Wherever a line in the records below contains "psivakumaran", copy that line.
START Material for the task
PR #20, opened 2019-06-25
Adding support for input icons with additional properties and render …

ben-schumacher:
…logic.


src/forms/input/index.tsx
```diff
@@ -47,7 +47,17 @@ export class Input extends React.PureComponent<InputProps> {
...
+        const {
+            className, //prettier
+            disabled,
+            helperText,
+            label,
+            isBoxed,
+            placeholder,
+            size,
+            type,
+            children,
```
akate1: I think we also need to add  prop named as 'children' in InputProps.
For example ,children?: ReactNode | ReactNode[];

ben-schumacher: @akate1, this is not required as `children` is a property always available in React components.

akate1: ok got it.

girishdudhe:
Why the name of file is index.tsx? It should be Input.tsx
Is there any specific reason?

ben-schumacher:
> Why the name of file is index.tsx? It should be Input.tsx
> Is there any specific reason?

I agree, renamed.  Thanks @girishdudhe !

PR #24, opened 2019-07-05
[FLEX-533] changes for adding classname to CardBlock

psivakumaran:


src/cards/Card.tsx
```diff
@@ -16,8 +16,11 @@ export const CardImage: React.FunctionComponent = ({children}) => {
     return <div className={ClassNames.CARD_IMAGE}>{children}</div>;
 };
 
-export const CardBlock: React.FunctionComponent = ({children}) => {
-    return <div className={ClassNames.CARD_BLOCK}>{children}</div>;
+export type CardBlockProps = {
```
akate1: You don't need to export CardBlockProps. As currently you are using them in same file only.

ben-schumacher: I agree here.

psivakumaran: Done.

psivakumaran:
> @psivakumaran I think the changes look fine, but just wondering why you need to set custom className on CardBlock? Can you provide some context please?

I have added these to give a grey background to the Objectstore name and menu section.
When I directly use div/span, there is a white border around the div which is part of the card block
END Material for the task
Task output:
psivakumaran:
psivakumaran: Done.
psivakumaran:
> @psivakumaran I think the changes look fine, but just wondering why you need to set custom className on CardBlock? Can you provide some context please?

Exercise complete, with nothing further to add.